Justifies this prioritization, in the face of what we already know from the biographies of Marx and Engels, an elementary reason: in both cases, we have objective criteria to documentally assess the results of what is registered in the correspondence as intentionality – that is to say: we have today there are many more factual and textual elements than those contained in the letters of Marx and Engels to judge the connections between their intentions and what actually came to pass.
Let us point out that these last observations are relevant to what interests us most in presenting this edition of the Letters on “Capital”. Both in 1948, the date of their first collection in one volume, and in 1954, when a wider German edition was produced and from the mid-1960s onwards, with its expanded publicity (their editions were published successively in specific volumes in French, Spanish, Italian and English), at least the three books d'The capital were already in the public domain.
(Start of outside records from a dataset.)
PR #507, opened 2024-10-22
[SmartSwitch] Add a new API for the DPU chassis to query dataplane and midplane states

oleksandrivantsiv:
#### Description
Add a definition for a new DPU chassis API required for querying DPU dataplane and midplane states.

#### Motivation and Context

A new API is required to enable querying of the DPU dataplane and midplane states. These states will be monitored by the chassisd service running on the DPU and pushed to the CHASSIS_STATE_DB upon any changes. This will allow the NPU to subscribe to DPU state changes.  

The API tests will be added in scope of chassisd changes.


sonic_platform_base/chassis_base.py
```diff
@@ -280,26 +280,64 @@ def get_module_index(self, module_name):
     # SmartSwitch methods
     ##############################################
 
-    def get_dpu_id(self, name):
+    def get_dpu_id(self, **kwargs):
```
prgeor, line 283: @oleksandrivantsiv since this is a base class can we make use `get_module_index()` ?

sonic_platform_base/chassis_base.py
```diff
@@ -280,26 +280,64 @@ def get_module_index(self, module_name):
...
+        """
+        Checks whether the current SONiC instance is running on a DPU.
 
         Returns:
-            Returns:True for SmartSwitch and False for other platforms
+            bool: True if the instance is running on a DPU, False otherwise.
         """
         return False
 
+    def get_dpu_dataplane_state(self):
```
prgeor, line 318: @oleksandrivantsiv do we need to have dpu specified in function name or keep it generic as `get_dataplane_state()`  since this is an abstract base class

sonic_platform_base/chassis_base.py
```diff
@@ -280,26 +280,64 @@ def get_module_index(self, module_name):
...
+        Retrieves the status of the DPU dataplane.
+
+        This method is applicable only on Smart Switch DPUs.
+
+        Returns:
+            bool: True if the dataplane is UP, False if it is down.
+        """
+        raise NotImplementedError
+
+    def get_dpu_controlplane_state(self):
```
prgeor, line 329: @oleksandrivantsiv do we need to have dpu specified in function name or keep it generic as `get_controlplane_state()`  since this is an abstract base class

sonic_platform_base/chassis_base.py
oleksandrivantsiv: `get_module_index` has a different meaning. It returns `An integer, the index of the ModuleBase object in the module_list`. `get_dpu_id` returns the physical ID of the DPU (its position)

dgsudharsan (approved):

sonic_platform_base/chassis_base.py
prgeor: @oleksandrivantsiv can you rebase, looks like this API already exist https://github.com/sonic-net/sonic-platform-common/blob/master/sonic_platform_base/chassis_base.py#L283

oleksandrivantsiv: Yes, the `get_dpu_id` already exists. I changed the parameter from `name` to `**kwargs`. This API will have a different meaning for switch and DPU. Please check the description

prgeor (approved):

prgeor:
@rameshraghupathy can you review

sonic_platform_base/chassis_base.py
```diff
@@ -280,26 +280,60 @@ def get_module_index(self, module_name):
...
+    def is_dpu(self):
+        """
+        Checks whether the current SONiC instance is running on a DPU.
+
+        Returns:
+            bool: True if the instance is running on a DPU, False otherwise.
+        """
+        return False
+
+    def get_dataplane_state(self):
```
rameshraghupathy, line 318: get_state_info(self): API already covers this.  Please refer to the HLD.  This API appears to be redundant.

sonic_platform_base/chassis_base.py
```diff
@@ -280,26 +280,60 @@ def get_module_index(self, module_name):
...
+        """
+        Retrieves the status of the dataplane.
+
+        Returns:
+            bool: True if the dataplane is UP, False if it is down.
+        """
+        raise NotImplementedError
+
+    def get_controlplane_state(self):
```
rameshraghupathy, line 327: get_state_info(self): API already covers this.  Please refer to the HLD.  This API appears to be redundant.

sonic_platform_base/chassis_base.py
oleksandrivantsiv: @rameshraghupathy we discussed this last week. This is needed for the DPU chassisd to populate the data plane and control plane states from the DPU to the CHASSIS_STATE_DB. This API is defined on the chassis level. What you are referring to is the module-level API that will run on the NPU side and has a completely different meaning.

rameshraghupathy: Got it

rameshraghupathy (approved):

PR #518, opened 2024-11-29
[CMIS]The "get_error_description" function should return 'OK' instead of None when there are no errors.

keboliu:
#### Description

The "get_error_description" function should return 'OK' instead of 'None' when there are no errors.

#### Motivation and Context
When there are no errors on the cable, get_error_description currently returns 'None'. In this case, we should return 'OK' so that the CLI (show interface transceiver error-description) provides a proper output. 

Call this API directly on different cables with different error statuses.


Junchao-Mellanox (approved):

keboliu:
@prgeor  would you please help to merge?

liat-grozovik (approved):

liat-grozovik:
@keboliu on which branches this change should go?

PR #521, opened 2024-12-13
High power class enabling for SFF-8636 modules

longhuan-cisco:
#### Description

Add platform common API support for enabling high power class if module's power class is greater or equal to 5 (Refer to SFF-8636 spec `6.2.6 Control Functions (Page 00h, Bytes 86-99)` for byte 93 definition)

#### Motivation and Context

Without enabling high power class for those modules, the module won't operate properly with power output and link won't come up.

Verified the module operate with proper power output.

### DIFF
--- a/sonic_platform_base/sonic_xcvr/api/public/sff8636.py
+++ b/sonic_platform_base/sonic_xcvr/api/public/sff8636.py
@@ -440,11 +440,9 @@ class Sff8636Api(XcvrApi):
         '''
         ret = True
 
-        if power_class < 5:
-            return ret
-        elif power_class >= 8:
+        if power_class >= 8:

Until then, letters such as those collected in this volume were practically the only significant autographic material that could contribute to clarify the genesis and elaboration of the magnum opus marxian.
Now, we currently have not only complete editions ofThe capital – and other works related to it –, but still preparatory materials for the great and unfinished work. Currently, therefore, the scholar ofThe capital you have at your disposal a textual set that provides you with better conditions to follow and understand the development of the theoretical-analytical process which, object of the Marx-Engelsian correspondence summarized here, is then presented globally formatted. Thus, the scholar can examine the content of the correspondence and assess it considering what objectively resulted from it.
Now, at the end of the second decade of the XNUMXst century, in the light of materials related to The capital already known, the letters gathered in this volume can (and should) be appreciated in a new, more rigorous and better reasoned way, which was beyond the reach of the main scholars who analyzed them until the seventh and eighth decades of the last century. We think, however, that, subjected to the contemporary critical filter, they still retain a very special importance.
* Jose Paulo Netto He is Professor Emeritus at the Federal University of Rio de Janeiro (UFRJ). Author, among other books, of Karl Marx – a biography (Boitempo).
Reference
Karl Marx & Friedrich Engels. Letters on “Capital”. Translation: Leila Escorsim. Technical review and presentation: José Paulo Netto. Editing: Miguel Yoshida. São Paulo, Popular Expression, 2020, 480 pages.